Con intelligenza artificiale intendiamo descrivere ogni comportamento, attuato da una macchina, che possa in qualche modo rispecchiare una capacità di ragionamento umano.

L’esempio più banale ai giorni nostri è Chat GPT (il sistema IA di OpenAI), che elabora le richieste degli utenti con un vero e proprio ragionamento artificiale.

 

L’IA può essere un grande alleato:

  • Nel campo della domotica troviamo addirittura dei termostati intelligenti, in grado di regolare la temperatura in casa, dopo aver memorizzato le abitudini dell’utente. Possiamo sennò pensare a dei sistemi più semplici, già entrati in numerose delle nostre case. Gli assistenti intelligenti, infatti, ci aiutano da anni con alcune semplici mansioni in giro per la casa.

 

  • Per quanto riguarda gli assistenti online, invece, ne abbiamo a non finire. A partire da quello che abbiamo citato prima, ovvero ChatGPT, per poi andare ad evolversi verso tutti gli altri assistenti di chatbot presenti su internet, disponibili ad aiutarci in innumerevoli ambiti, per esempio l’organizzazione degli impegni, o la traduzione automatica.

 

  • L’IA è fondamentale anche nel campo della cyber security. È infatti utilissima per individuare attacchi informatici, in quanto, imparano dal continuo flusso di dati, riconoscono eventuali tendenze, e ricostruiscono come sono avvenuti gli attacchi precedenti. 

 

Insomma, tutti i sistemi di intelligenza artificiale sono impostati per apprendere col tempo, basandosi sui vari input e sugli errori commessi, un po’ come un cervello umano.

 

L’intelligenza artificiale non ha solo lati positivi, tuttavia. Infatti nel corso degli anni, con il suo continuo sviluppo stanno venendo a galla tutta una serie di problemi. Alcune problematiche sono per esempio legate alla privacy degli utenti, altre invece al diritto d’autore.

Insomma, è sempre più evidente quanto sia importante regolamentare questo nuovo strumento.

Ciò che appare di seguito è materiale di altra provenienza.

PR #14, opened 2022-03-04
Deployment ensure function

arjunrn:
When a deployment is present the controller with ensure that its spec matches the desired state. When it's not present the deployment will be created.


pkg/controllers/awsloadbalancercontroller/deployment.go
```diff
@@ -2,13 +2,207 @@ package awsloadbalancercontroller
...
+		err = r.createDeployment(ctx, desired)
+		if err != nil {
+			return nil, fmt.Errorf("failed to create deployment %s: %w", deploymentName, err)
+		}
+		_, current, err = r.currentControllerDeployment(ctx, deploymentName, namespace)
+		if err != nil {
+			return nil, fmt.Errorf("failed to get new deployment %s: %w", deploymentName, err)
+		}
+	}
+	return r.updateDeployment(ctx, current, desired)
```
alebedev87, line 48: A call to `currentControllerDeployment` is better to be done if the deployment was updated, similar to what you did for the creation.

pkg/controllers/awsloadbalancercontroller/deployment_test.go
```diff
@@ -0,0 +1,386 @@
...
+				"--enable-wafv2=false",
+				"--ingress-class=alb",
+			),
+		},
+		{
+			name: "resource tags specified",
+			controller: &albo.AWSLoadBalancerController{
+				Spec: albo.AWSLoadBalancerControllerSpec{
+					AdditionalResourceTags: map[string]string{
+						"test-key": "test-value",
```
alebedev87, line 111: Can you add a couple of tags, just to check the joining of them too?

pkg/controllers/awsloadbalancercontroller/deployment_test.go
```diff
@@ -0,0 +1,386 @@
...
+
+			if len(expectedArgs) != len(args) {
+				t.Errorf("expected %d args, instead got %d", len(expectedArgs), len(args))
+				return
+			}
+			expected := expectedArgs.List()
+			sort.Strings(expected)
+			if !cmp.Equal(expected, args) {
+				t.Errorf("unexpected arguments\n%s", cmp.Diff(expected, args))
+			}
```
alebedev87, line 145:
```suggestion
			expected := expectedArgs.List()
			sort.Strings(expected)
			if diff := cmp.Diff(expected, args); diff != "" {
				t.Errorf("unexpected arguments\n%s", diff)
			}
```

pkg/controllers/awsloadbalancercontroller/deployment_test.go
```diff
@@ -0,0 +1,386 @@
...
+			).build(),
+			desiredDeployment: testDeployment("operator", "test-namespace", "test-sa").withContainers(
+				testContainer("controller", "controller:v1"),
+			).withReplicas(1).build(),
+			expectedDeployment: testDeployment("operator", "test-namespace", "test-sa").withContainers(
+				testContainer("controller", "controller:v1"),
+			).withReplicas(1).build(),
+		},
+		{
+			name: "container args changed",
```
alebedev87, line 283: Can you please add a test case when an unsolicited container was added or desired removed?

pkg/controllers/awsloadbalancercontroller/deployment_test.go
```diff
@@ -0,0 +1,386 @@
...
+			r := &AWSLoadBalancerControllerReconciler{
+				Client: client,
+			}
+			currentDeployment, err := r.updateDeployment(context.Background(), tc.existingDeployment, tc.desiredDeployment)
+			if err != nil {
+				t.Errorf("unexpected error: %v", err)
+				return
+			}
+
+			if !equality.Semantic.DeepEqual(currentDeployment.Spec, tc.expectedDeployment.Spec) {
```
alebedev87, line 306: What's the advantage of this comparison to `go-cmp`'s one?

pkg/controllers/awsloadbalancercontroller/deployment.go
```diff
@@ -2,13 +2,207 @@ package awsloadbalancercontroller
...
+	}
+	if !exists {
+		err = r.createDeployment(ctx, desired)
+		if err != nil {
+			return nil, fmt.Errorf("failed to create deployment %s: %w", deploymentName, err)
+		}
+		_, current, err = r.currentControllerDeployment(ctx, deploymentName, namespace)
+		if err != nil {
+			return nil, fmt.Errorf("failed to get new deployment %s: %w", deploymentName, err)
+		}
```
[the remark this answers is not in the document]
arjunrn: Don't need it right now because we don't use it to update the status. Will add it in the future.

pkg/aws/aws.go
```diff
@@ -15,31 +17,61 @@ import (
...
 	}
 	region := infra.Status.PlatformStatus.AWS.Region
 
 	awsConfig, err := config.LoadDefaultConfig(ctx, config.WithRegion(region))
 	if err != nil {
-		return nil, fmt.Errorf("unable to load AWS config: %w", err)
+		return nil, "", "", fmt.Errorf("unable to load AWS config: %w", err)
+	}
+	ec2Client := ec2.NewFromConfig(awsConfig)
+	infraTagKey := fmt.Sprintf(clusterTagKey, infra.Status.InfrastructureName)
```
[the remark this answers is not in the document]
arjunrn: I checked and it looks like the tag is not added to existing VPCs. But the operator will crash if it doesn't find a suitable VPC. So we will have to ask the users to add the tag.

pkg/controllers/awsloadbalancercontroller/deployment.go
```diff
@@ -2,13 +2,207 @@ package awsloadbalancercontroller
...
+	return r.updateDeployment(ctx, current, desired)
+}
+
+func desiredDeployment(name, namespace, image string, vpcID, clusterName string, controller *albo.AWSLoadBalancerController, sa *corev1.ServiceAccount) *appsv1.Deployment {
+	d := &appsv1.Deployment{
+		ObjectMeta: metav1.ObjectMeta{
+			Name:      name,
+			Namespace: namespace,
+		},
+		Spec: appsv1.DeploymentSpec{
```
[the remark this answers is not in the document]
arjunrn: If the users want to modify the placement they can modify the deployment directly. Since that is the approach we are taking for resources I don't see why it shouldn't be the same for placement as well.

pkg/controllers/awsloadbalancercontroller/deployment.go
arjunrn: We don't return the deployment because we are not updating the status with the deployment status. We should do that but not in this PR,

pkg/controllers/awsloadbalancercontroller/deployment_test.go
arjunrn: I'm actually allowing the addition of containers because there could be something else which adds a sidecar and I don't want the operator to stomp that if the desired containers are present.

arjunrn: Will add tests for that however.

pkg/controllers/awsloadbalancercontroller/deployment.go
arjunrn: Wait, I'm wrong, I am returning the deployment. I will update it the code.

pkg/controllers/awsloadbalancercontroller/deployment.go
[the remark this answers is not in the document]
arjunrn: Ignore the previous comment, will update the code.

pkg/controllers/awsloadbalancercontroller/deployment_test.go
arjunrn: Scratch the above as well, I am resetting the containers as well. Looks like I forgot how I implemented everything.

pkg/aws/aws.go
```diff
@@ -15,31 +17,61 @@ import (
...
 	DeleteTags(context.Context, *ec2.DeleteTagsInput, ...func(*ec2.Options)) (*ec2.DeleteTagsOutput, error)
 }
 
-func GetEC2Client(ctx context.Context, client client.Client) (EC2Client, error) {
+type EC2Client interface {
+	VPCClient
+	SubnetClient
+}
+
+func GetEC2Client(ctx context.Context, client client.Client) (EC2Client, string, string, error) {
```
thejasn, line 39: Can you add godoc for the return values?

pkg/controllers/awsloadbalancercontroller/deployment_test.go
arjunrn: My assumption is that equality package is targeted at Kubernetes structs(no idea how) and `cmp.Diff` is more generic. That said I've switched over to `cmp.Diff` in the tests.

pkg/controllers/awsloadbalancercontroller/deployment.go
```diff
@@ -2,13 +2,222 @@ package awsloadbalancercontroller
...
+	}
+	if controller.Spec.Config != nil && controller.Spec.Config.Replicas != 0 {
+		d.Spec.Replicas = pointer.Int32(controller.Spec.Config.Replicas)
+	}
+	return d
+}
+
+func desiredContainerArgs(controller *albo.AWSLoadBalancerController, clusterName, vpcID string) []string {
+	var args []string
+	args = append(args, fmt.Sprintf("--aws-vpc-id=%s", vpcID))
```
thejasn, line 105: I think we need to add [`hostNetwork` arg](https://github.com/kubernetes-sigs/aws-load-balancer-controller/blob/7baec176ddbaed9d23f92ca9f77a658eed3cf3a3/helm/aws-load-balancer-controller/values.yaml#L201) as well since it will default to `false`

thejasn: Maybe even the `dnsPolicy` field.

thejasn (changes requested):

pkg/controllers/awsloadbalancercontroller/deployment.go
arjunrn: Those are values for the deployment spec

https://github.com/kubernetes-sigs/aws-load-balancer-controller/blob/7baec176ddbaed9d23f92ca9f77a658eed3cf3a3/helm/aws-load-balancer-controller/templates/deployment.yaml#L46

https://github.com/kubernetes-sigs/aws-load-balancer-controller/blob/7baec176ddbaed9d23f92ca9f77a658eed3cf3a3/helm/aws-load-balancer-controller/templates/deployment.yaml#L50

thejasn: Got it, so doesn't it need to be added under our desired deployment?

arjunrn: No it's only for clusters where the pods cannot be given AWS credentials that one would need something like that. When the controller runs on the host network it can retrieve credentials from the [AWS metadata endpoint](https://stackoverflow.com/questions/41024362/aws-retrieving-security-credentials-from-instance-metadata). But we don't do that so it's not required.

pkg/controllers/awsloadbalancercontroller/deployment_test.go
```diff
@@ -0,0 +1,415 @@
...
+				t.Fatalf("unexpected error: %v", err)
+			}
+			currentDeployment := &appsv1.Deployment{}
+			err = r.Get(ctx, types.NamespacedName{Namespace: tc.expectedDeployment.Namespace, Name: tc.expectedDeployment.Name}, currentDeployment)
+			if err != nil {
+				t.Fatalf("failed to get existing deployment: %v", err)
+			}
+
+			if diff := cmp.Diff(currentDeployment.Spec, tc.expectedDeployment.Spec); diff != "" {
+				t.Fatalf("deployment is not has unexpected fields:\n%s", diff)
```
alebedev87, line 338: `deployment mismatch:\n%s`

pkg/controllers/awsloadbalancercontroller/deployment.go
```diff
@@ -2,13 +2,222 @@ package awsloadbalancercontroller
...
+	if err != nil {
+		if errors.IsNotFound(err) {
+			return false, nil, nil
+		}
+		return false, nil, err
+	}
+	return true, &deployment, nil
+}
+
+func (r *AWSLoadBalancerControllerReconciler) createDeployment(ctx context.Context, deployment *appsv1.Deployment) error {
```
alebedev87, line 158: Not a big deal, but just noticed a small discrepancy in the naming of the methods: `ensureControllerDeployment` and `currentControllerDeployment` but `createDeployment` and `updateDeployment`.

ia, come l'UE affronta e regola questa tecnologia.
Frecce UVOTER: parte il bando

Che cosa fa l’UE a riguardo all’intelligenza artificiale?

 

L’Unione Europea non rimane indifferente riguardante l’IA. Il Parlamento comprende quanto questo strumento sia tanto utile, quanto pericoloso, ed è per questo che il 13 marzo 2024 ha approvato l’attesissimo “AI Act”. L’IA Act è un pacchetto di normative finalizzate a rendere più sicuro e regolamentato l’uso dell’intelligenza artificiale in tutti i suoi ambiti. I vari sistemi di IA sono stati divisi in base al rischio che secondo l’UE causano agli utenti.

I livelli di rischio:

  • Rischio inaccettabile (vietate): rientrano in questa fascia tutti quei sistemi che ledono ai diritti fondamentali dei cittadini (per esempio quello alla privacy). Tra questi troviamo i sistemi di categorizzazione biometrica. Anche l’estrapolazione indiscriminata di immagini facciali da internet, o dalle registrazioni dei sistemi di telecamere a circuito chiuso, per creare banche dati di riconoscimento facciale. Oltre a questi, l’UE ha anche deciso di vietare i sistemi per l’identificazione delle emozioni in campo scolastico o lavorativo (utilizzati per monitorare la performance di studenti e dipendenti). Saranno poi proibite le pratiche di polizia predittiva (basate sulla profilazione del singolo individuo). Con loro saranno proibiti anche tutti i sistemi di manipolazione del comportamento umano. Uniche eccezioni a questi divieti saranno le forze dell’ordine, che potranno fare uso dell’identificazione in tempo reale, previa richiesta specifica, e una volta verificata la necessità di tale strumento.

 

  • Alto rischio: qua rientrano tutti quei sistemi che potrebbero ledere in qualche modo ai diritti dei cittadini, e che vanno quindi regolamentati affinchè siano al più possibile sicuri. Rientrano in questa categoria gli usi legati all’istruzione e formazione professionale, all’occupazione, ai servizi pubblici e privati di base. Passiamo poi anche ad alcuni sistemi di contrasto, di migrazione e gestione delle frontiere, e ai sistemi di giustizia e processi democratici (come i sistemi usati per influenzare le elezioni). Per tutti questi sistemi vige tassativamente l’obbligo di valutare ed eliminare i rischi, mantenere una registrazione fedele dei dati, essere sempre trasparenti e mantenere una sorveglianza umana. I cittadini avranno inoltre diritto a presentare reclami, e a ricevere spiegazioni riguardanti questi programmi di IA.

 

  • Rischio inferiore: in questa categoria sono compresi tutti gli altri sistemi di IA. Ci saranno comunque delle regolamentazioni a riguardo, ovviamente. Tutti i sistemi di Intelligenza Artificiale dovranno infatti rispettare i requisiti e le norme Europee, e avranno tutte l’obbligo di trasparenza. L’obbligo di trasparenza si applica a maggior ragione sui contenuti multimediali ritoccati o creati dall’IA, che dovranno essere espressamente etichettati come tali.
intelligenza artificiale regolamentata nell'UE.

Le blockchain

Man mano che la tecnologia si evolve e impara da se stessa, gli studiosi hanno trovato un altro modo per rendere la sicurezza informatica ancora più efficiente. 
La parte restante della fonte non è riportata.